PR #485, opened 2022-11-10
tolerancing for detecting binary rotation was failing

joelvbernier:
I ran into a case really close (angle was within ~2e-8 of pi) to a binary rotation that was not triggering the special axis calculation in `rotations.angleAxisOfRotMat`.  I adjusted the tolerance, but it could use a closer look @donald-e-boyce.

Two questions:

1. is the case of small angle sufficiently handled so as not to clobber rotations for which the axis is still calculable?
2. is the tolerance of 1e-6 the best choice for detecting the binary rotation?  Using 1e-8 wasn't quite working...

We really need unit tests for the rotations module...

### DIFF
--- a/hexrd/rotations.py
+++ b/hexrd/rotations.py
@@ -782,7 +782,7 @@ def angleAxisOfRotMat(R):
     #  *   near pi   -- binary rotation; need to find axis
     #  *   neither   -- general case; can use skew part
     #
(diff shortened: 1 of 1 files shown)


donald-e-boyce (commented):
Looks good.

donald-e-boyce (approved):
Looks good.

* * *

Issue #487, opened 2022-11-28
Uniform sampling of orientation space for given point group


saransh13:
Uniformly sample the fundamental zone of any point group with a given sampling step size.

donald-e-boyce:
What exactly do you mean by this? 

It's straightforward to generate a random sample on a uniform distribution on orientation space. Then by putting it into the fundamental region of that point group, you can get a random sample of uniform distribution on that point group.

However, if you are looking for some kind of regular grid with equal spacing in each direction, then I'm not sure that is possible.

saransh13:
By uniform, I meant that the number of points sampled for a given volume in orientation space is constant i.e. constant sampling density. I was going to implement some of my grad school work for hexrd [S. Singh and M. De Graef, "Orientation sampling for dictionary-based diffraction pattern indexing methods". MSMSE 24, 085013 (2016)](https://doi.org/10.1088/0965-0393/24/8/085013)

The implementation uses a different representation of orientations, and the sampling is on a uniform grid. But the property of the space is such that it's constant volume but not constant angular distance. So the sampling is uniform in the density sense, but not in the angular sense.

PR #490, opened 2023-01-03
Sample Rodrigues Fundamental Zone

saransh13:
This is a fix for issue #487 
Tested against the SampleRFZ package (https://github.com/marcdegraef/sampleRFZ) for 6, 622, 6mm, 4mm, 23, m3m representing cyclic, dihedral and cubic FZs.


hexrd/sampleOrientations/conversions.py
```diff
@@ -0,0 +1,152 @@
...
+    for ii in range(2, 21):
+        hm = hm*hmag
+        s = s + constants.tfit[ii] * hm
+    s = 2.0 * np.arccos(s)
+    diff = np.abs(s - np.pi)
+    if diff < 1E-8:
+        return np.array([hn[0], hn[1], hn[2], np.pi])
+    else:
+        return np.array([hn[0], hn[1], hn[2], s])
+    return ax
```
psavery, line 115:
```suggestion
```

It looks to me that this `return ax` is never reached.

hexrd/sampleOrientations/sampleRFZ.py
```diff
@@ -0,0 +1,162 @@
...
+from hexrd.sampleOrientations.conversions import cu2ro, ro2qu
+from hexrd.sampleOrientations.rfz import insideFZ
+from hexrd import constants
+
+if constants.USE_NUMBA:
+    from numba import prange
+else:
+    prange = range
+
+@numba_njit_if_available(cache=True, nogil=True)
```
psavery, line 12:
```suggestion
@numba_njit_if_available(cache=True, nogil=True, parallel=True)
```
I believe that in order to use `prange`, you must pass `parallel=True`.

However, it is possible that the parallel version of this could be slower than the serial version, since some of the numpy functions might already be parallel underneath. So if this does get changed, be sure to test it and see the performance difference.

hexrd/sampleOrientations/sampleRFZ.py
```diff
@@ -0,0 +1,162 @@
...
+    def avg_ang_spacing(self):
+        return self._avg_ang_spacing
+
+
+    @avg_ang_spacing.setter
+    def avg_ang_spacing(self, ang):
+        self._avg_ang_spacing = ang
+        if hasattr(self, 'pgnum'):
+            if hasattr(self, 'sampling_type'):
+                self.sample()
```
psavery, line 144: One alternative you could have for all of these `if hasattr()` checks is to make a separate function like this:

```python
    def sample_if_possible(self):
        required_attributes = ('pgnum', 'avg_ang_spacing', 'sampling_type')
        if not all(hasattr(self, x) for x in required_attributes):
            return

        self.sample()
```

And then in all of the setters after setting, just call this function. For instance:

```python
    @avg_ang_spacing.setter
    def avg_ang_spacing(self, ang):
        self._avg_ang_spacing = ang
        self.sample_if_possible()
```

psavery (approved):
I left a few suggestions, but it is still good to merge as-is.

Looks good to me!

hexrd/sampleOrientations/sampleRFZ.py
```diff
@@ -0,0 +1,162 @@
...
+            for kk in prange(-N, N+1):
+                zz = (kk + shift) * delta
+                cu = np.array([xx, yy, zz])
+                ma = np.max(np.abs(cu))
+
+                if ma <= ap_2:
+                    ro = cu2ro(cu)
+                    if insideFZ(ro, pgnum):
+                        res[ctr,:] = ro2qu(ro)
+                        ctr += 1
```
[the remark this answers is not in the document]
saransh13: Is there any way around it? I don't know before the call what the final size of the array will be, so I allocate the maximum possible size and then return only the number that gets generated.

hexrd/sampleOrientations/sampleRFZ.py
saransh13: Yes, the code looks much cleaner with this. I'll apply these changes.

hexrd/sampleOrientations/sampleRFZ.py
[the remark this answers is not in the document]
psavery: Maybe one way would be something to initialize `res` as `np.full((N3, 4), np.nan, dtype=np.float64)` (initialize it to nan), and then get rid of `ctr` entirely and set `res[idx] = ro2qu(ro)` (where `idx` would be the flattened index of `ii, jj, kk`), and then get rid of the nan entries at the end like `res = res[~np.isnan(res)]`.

--

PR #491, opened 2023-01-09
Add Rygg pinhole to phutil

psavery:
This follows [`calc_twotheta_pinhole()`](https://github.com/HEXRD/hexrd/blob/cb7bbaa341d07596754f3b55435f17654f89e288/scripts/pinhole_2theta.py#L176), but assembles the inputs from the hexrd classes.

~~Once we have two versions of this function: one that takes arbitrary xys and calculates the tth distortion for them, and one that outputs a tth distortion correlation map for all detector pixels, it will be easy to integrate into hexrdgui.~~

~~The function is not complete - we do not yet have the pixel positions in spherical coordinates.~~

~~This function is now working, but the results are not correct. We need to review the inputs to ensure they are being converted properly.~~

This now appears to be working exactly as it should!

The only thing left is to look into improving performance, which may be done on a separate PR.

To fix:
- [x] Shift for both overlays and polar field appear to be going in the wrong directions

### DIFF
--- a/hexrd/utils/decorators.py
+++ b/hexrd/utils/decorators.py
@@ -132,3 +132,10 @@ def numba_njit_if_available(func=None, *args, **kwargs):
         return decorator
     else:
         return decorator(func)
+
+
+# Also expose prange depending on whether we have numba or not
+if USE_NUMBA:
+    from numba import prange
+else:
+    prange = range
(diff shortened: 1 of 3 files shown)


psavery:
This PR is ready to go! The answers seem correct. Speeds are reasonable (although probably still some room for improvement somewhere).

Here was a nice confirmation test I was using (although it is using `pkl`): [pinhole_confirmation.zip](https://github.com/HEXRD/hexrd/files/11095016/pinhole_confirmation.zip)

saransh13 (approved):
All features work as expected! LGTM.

■ TASK DESCRIPTION: Find each line in the records holding the string "given" and show it.

■ SOLUTION:
Uniform sampling of orientation space for given point group
Uniformly sample the fundamental zone of any point group with a given sampling step size.
By uniform, I meant that the number of points sampled for a given volume in orientation space is constant i.e. constant sampling density. I was going to implement some of my grad school work for hexrd [S. Singh and M. De Graef, "Orientation sampling for dictionary-based diffraction pattern indexing methods". MSMSE 24, 085013 (2016)](https://doi.org/10.1088/0965-0393/24/8/085013)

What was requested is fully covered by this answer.